" Ces envoyés du Paradis,
Sont des mascottes, mes amis
Heureux celui que le ciel dote
D'une masco-o-o-ote " Opéra comique de Audran
Cet air me poursuit depuis 1963. Je le chantais à mes enfants, maintenant à mes petits-enfants. Il m'aura fallu 40 ans pour l'accueillir, MA mascotte !!! En Afrique bien sûr !
C'est mon oiseau bleu, le Rollier d'Abyssinie !
Depuis 4 ans, il me protège, m'informe, me suit...
Cette histoire d'amour, cette complicité est née au fond d'un puits...
Je puisais de l'eau quand j'aperçus, cramponné à une aspérité du mur, sombre dans l'ombre, un oiseau, les yeux exorbités de peur et de froid. Tapi au fond de mon seau qui le remontait à l'air libre, incapable de s'envoler, paralysé ou blessé, je le séchais et le déposais sur des chiffons, dans un carton, dans ma case. Au bout de quelques jours, bien nourri de mil, il manifesta le désir de s'envoler. Il resta quelques heures sur le manguier devant ma porte ; je ne le quittais pas des yeux. Son regard m'a impressionnée pour toujours.

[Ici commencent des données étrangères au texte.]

PR #3048, opened 2023-10-23
Tune the IBM Music Feature card's 0-dB level and default filter 

kcgen:
# Description

@Python-Exoproject found a nice set of IMFC/FB01 line-out recordings. 

Comparing them against our existing IMFC settings showed we're delivering a little under 3 dB too much default volume and that our default low-pass filter is twice as permissive as it should be (both in dB order and the pass frequency).

This PR tunes these defaults to match the recordings.

## Testing: King's Quest I SCI (1990)

**Line-out recording:**

https://github.com/dosbox-staging/dosbox-staging/assets/1557255/8e9487b4-a86f-43ce-be24-478b88208383

Source: Pierre, YouTube https://www.youtube.com/watch?v=WHVWDi15AIw

**PR:**

https://github.com/dosbox-staging/dosbox-staging/assets/1557255/caa55b17-d4c1-4251-b18c-af157e7da4e5

```ini
[dosbox]
machine = ega
memsize = 1

[cpu]
cycles = 3000

[imfc]
imfc = on
imfc_filter = on

[dos]
xms = false
ems = false
umb = false

[autoexec]
@mount c .
c:
copy iesource.cfg resource.cfg
sierra
exit
```

**Waveform and spectrum comparison:**

Line-out is first, PR is second. Both roll off at 3.5 KHz and taper down to `-85 dB` just under 16 KHz.

## Testing: Laura Bow 1 - The Colonel's Bequest (1989)

**Line-out recording:**

https://github.com/dosbox-staging/dosbox-staging/assets/1557255/ea374a99-9490-4c21-9ce3-7f738c8637b7

Source: Pierre, Youtube https://www.youtube.com/watch?v=VZs3VZm61Z8

**PR:**

Similar to the original recording, a chorus value of 80 `mixer imfc c80` is applied to the IMFC output in the `[autoexec]` section. 

https://github.com/dosbox-staging/dosbox-staging/assets/1557255/6d7d0cc5-4f82-4796-85c5-c82f782c06cc

```ini
[dosbox]
machine = ega
memsize = 1

[cpu]
cycles = 3000

[imfc]
imfc = on
imfc_filter = on

[dos]
xms = false
ems = false
umb = false

[autoexec]
@mount c .
c:
copy iesource.cfg resource.cfg
mixer imfc c80
sierra
exit
```

**Waveform and spectrum comparison:**

Line-out is first, PR is second. Both roll off at 3.5 KHz and taper down to `-85 dB` just under 9 KHz.

If you inspect the low frequency side, the IMFC recordings have more amplitude retained going down from 50 Hz and below, which makes sense because we have our 50 Hz high-pass filter in place to scrub off mostly inaudible ultra low frequencies.

# Checklist

I have:

### DIFF
--- a/src/hardware/imfc.cpp
+++ b/src/hardware/imfc.cpp
@@ -13393,15 +13393,17 @@ static void imfc_init(Section* sec)
 	constexpr auto volume_scalar = 2.1f;
 	channel->Set0dbScalar(volume_scalar);
 
-	// The filter parameters have been tweaked by analysing real hardware
-	// recordings. The results are virtually indistinguishable from the
-	// real thing by ear only.
+	// The filter parameters have been tweaked by analysing hardware
+	// line-out recordings by Pierre: Ref:
+	// https://www.youtube.com/watch?v=WHVWDi15AIw. The results are
+	// virtually indistinguishable from the real thing by ear and spectrum
+	// analysis.
 	const std::string filter_choice = conf->Get_string("imfc_filter");
 	const auto filter_choice_has_bool = parse_bool_setting(filter_choice);
 
 	if (filter_choice_has_bool && *filter_choice_has_bool == true) {
-		constexpr auto order       = 1;
-		constexpr auto cutoff_freq = 8000;
+		constexpr auto order       = 2;
+		constexpr auto cutoff_freq = 3500;
 		channel->ConfigureLowPassFilter(order, cutoff_freq);
 		channel->SetLowPassFilter(FilterState::On);
 
--- a/src/hardware/imfc.cpp
+++ b/src/hardware/imfc.cpp
@@ -13450,7 +13450,7 @@ void init_imfc_dosbox_settings(Section_prop& secprop)
 	int_prop->Set_help(
 	        "The IRQ number of the IBM Music Feature Card (3 by default).");
 
-	const auto str_prop = secprop.Add_string("imfc_filter", when_idle, "off");
+	const auto str_prop = secprop.Add_string("imfc_filter", when_idle, "on");
 	assert(str_prop);
 	str_prop->Set_help(
 	        "Filter for the IBM Music Feature Card output:\n"
--- a/src/hardware/imfc.cpp
+++ b/src/hardware/imfc.cpp
@@ -13375,9 +13375,13 @@ static void imfc_init(Section* sec)
 	m_loggerMutex = SDL_CreateMutex();
 #endif
 
+	// The emulation requires playback at 44.1 KHz to match the pitch of
+	// original hardware.
+	constexpr uint16_t imfc_sampling_rate_hz = 44100;
+
 	// Register the Audio channel
 	auto channel = MIXER_AddChannel(IMFC_Mixer_Callback,
-	                                use_mixer_rate,
+	                                imfc_sampling_rate_hz,
 	                                "IMFC",
 	                                {ChannelFeature::Stereo,
 	                                 ChannelFeature::ReverbSend,
--- a/src/hardware/imfc.cpp
+++ b/src/hardware/imfc.cpp
@@ -13384,8 +13384,9 @@ static void imfc_init(Section* sec)
 	                                 ChannelFeature::ChorusSend,
 	                                 ChannelFeature::Synthesizer});
 
-	// Bring up the volume to get it on-par with line recordings
-	constexpr auto volume_scalar = 4.0f;
+	// Default volume scalar adjusted to match hardware line-out levels
+	// recorded by Pierre: Ref: https://www.youtube.com/watch?v=WHVWDi15AIw
+	constexpr auto volume_scalar = 2.1f;
 	channel->Set0dbScalar(volume_scalar);
 
 	// The filter parameters have been tweaked by analysing real hardware


src/hardware/imfc.cpp
```diff
@@ -13376,8 +13376,10 @@ static void imfc_init(Section* sec)
 #endif
 
 	// Register the Audio channel
+	constexpr uint16_t imfc_sampling_rate_hz = 44100;
```
johnnovak, line 13379: So when this is not set to 44.1kHz, the generated pitch does not match that of real-world FB-01 / IMFC recordings?

Having to use 44.1kHz render or "emulation" resolution seems fishy. For one, I could not find any info on the internal sample rate of tge Yamaha PSGs used in the FB-01 / IMFC. I doubt it's 44.1kHz; that is very much tied to CD Audio. But this is an FM sound generator, probably it has some weird internal rate like OPL3.

If you really must set 44.1k, the only explanation I can think of is that the author of the IMFC emulation hardcoded the 44.1k requirement, probably because had a soundcard thst could only do 44.1k or something.

So yeah, I'd like to understand this a bit better.

src/hardware/imfc.cpp
```diff
@@ -13384,8 +13384,9 @@ static void imfc_init(Section* sec)
 	                                 ChannelFeature::ChorusSend,
 	                                 ChannelFeature::Synthesizer});
 
-	// Bring up the volume to get it on-par with line recordings
-	constexpr auto volume_scalar = 4.0f;
+	// Default volume scalar adjusted to match hardware line-out levels
+	// recorded by Pierre: Ref: https://www.youtube.com/watch?v=WHVWDi15AIw
+	constexpr auto volume_scalar = 2.1f;
```
johnnovak, line 13391: Can we get the emulation to generate a full-scale test signal? Like a 1kHz sine wave? It would be nice to also mention what the peak value of such a signal should be on the DBFS scale (e.g., -3.1dB).

https://en.m.wikipedia.org/wiki/DBFS

src/hardware/imfc.cpp
```diff
@@ -13448,7 +13448,7 @@ void init_imfc_dosbox_settings(Section_prop& secprop)
 	int_prop->Set_help(
 	        "The IRQ number of the IBM Music Feature Card (3 by default).");
 
-	const auto str_prop = secprop.Add_string("imfc_filter", when_idle, "off");
+	const auto str_prop = secprop.Add_string("imfc_filter", when_idle, "on");
```
johnnovak, line 13451: I agree with the commit message 😄

johnnovak:
> If you inspect the low frequency side, the IMFC recordings have more amplitude retained going down from 50 Hz and below, which makes sense because we have our 50 Hz high-pass filter in place to scrub off mostly inaudible ultra low frequencies.

No, the master HPF is set to 20Hz, from memory, and it's quite steep. The extra 50Hz low-end bump on the hardware recordings is probably caused by various colorations of the analog output stages of the card. We emulate the lowpass filters of our emulated sound cards, but AFAIK only the MT-32 emulation goes to the next level to emulate the _whole_ frequency response spectrum that includes such colorations (subtle peaks and valleys) across the spectrum.

src/hardware/imfc.cpp
kcgen: yes; the emulation itself assumes a 44.1 KHz playback sampling rate (or that we "tick over" the emulation at this pace, otherwise the pitch is affected.

There are no obvious ratios / constants / or configurable variables  that set this; so I can only assume this was an assumption i IBM's firmware itself (the emulation was 1:1 reverse engineering of that firmware at the ASM level).

johnnovak:
Very nice and welcome enhancement @kcgen. I wanted of research the filter behaviour myself because I suspected it's not accurate, but got distracted by the shader work. Will give them a good listen today.

src/hardware/imfc.cpp
kcgen: That would be nice; although we'd probably want to run that on real hardware, too?  (I don't know how to do this though.. well, without having to learn the custom MIDI-like calls and going down a rabbit hole with it).

These games do generate tones across most of the frequency range (including percussion), and the 2.1 scalar was a very close approximation versus the hardware; and I checked quite a few. 

```
cap-1.90vol-441khz-nofilter-nomixer.wav
cap-2.00vol-48khz-nofilter-nomixer.wav
cap-2.10vol-44100-hz-filter-lpf-2-3500Hz-mixer-effects-off.wav
cap-2.13vol-48khz-nofilter-nomixer.wav
cap-2.15vol-441khz-nofilter-nomixer.wav
cap-2.17vol-48khz-nofilter-nomixer.wav
cap-2.20vol-48khz-filter-on-nomixer.wav
cap-2.25vol-48khz-filter-lpf-2-3500Hz-mixer-effects-off.wav
cap-2.27vol-441khz-nofilter-nomixer.wav
cap-2.30vol-48khz-nofilter-nomixer.wav
cap-2.42vol-48khz-filter-on-nomixer.wav
```

kcgen:
> No, the master HPF is set to 20Hz, from memory, and it's quite steep @kcgen.

:+1: ; ahh yes: `constexpr auto highpass_cutoff_freq = 20.0;`

The hardware recordings show IMFC's filter tracks logarithmically down (appears as a very linear down-trend in the spectrum log charts), where as our 2nd order filter appear to be just slightly less logarithmic with a slight visual convex curve to the trend line.

But not a problem, and I certainly am not able to tell the difference between these side-by-side recordings.

src/hardware/imfc.cpp
johnnovak: Makes sense, maybe a comment would help there to clarify this (saying that the emulation _must_ operate at 44.1kHz).

kcgen: Good call; otherwise it's asking for someone to make it run at whatever the mixer-rate is :-)

kcgen: Added.

src/hardware/imfc.cpp
johnnovak: > That would be nice; although we'd probably want to run that on real hardware, too? (I don't know how to do this though.. well, without having to learn the custom MIDI-like calls and going down a rabbit hole with it).

That's right, and even measuring the peak DBFS value of a test signal on the emulation side would require figuring out how to generate that signal in the first place. Maybe just leave it as is, then 😄

johnnovak (approved):
Very nice @kcgen , these sound very close to the real hardware recordings; the nice warm character of the original IMFC/FB-01 is retained 🎉

src/hardware/imfc.cpp
johnnovak: > Good call; otherwise it's asking for someone to make it run at whatever the mixer-rate is :-)

Yeah, I'd do that next time I touch this file if the comment was not there 😅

Depuis, quand je pars en voyage en taxi-brousse ou en car-rapide, vous connaissez maintenant ces transports en commun africains, carcasses désossées ou tombeaux roulants, de mon siège à un moment ou à un autre, je tourne la tête automatiquement attirée par la présence de "ma mascotte" sur un fil électrique. Je n'ai pas à la chercher, si elle est là, je la vois et je sais que le voyage se passera bien. Si elle n'est pas là dans les premiers kilomètres, le pire peut arriver et je dois être sur mes gardes...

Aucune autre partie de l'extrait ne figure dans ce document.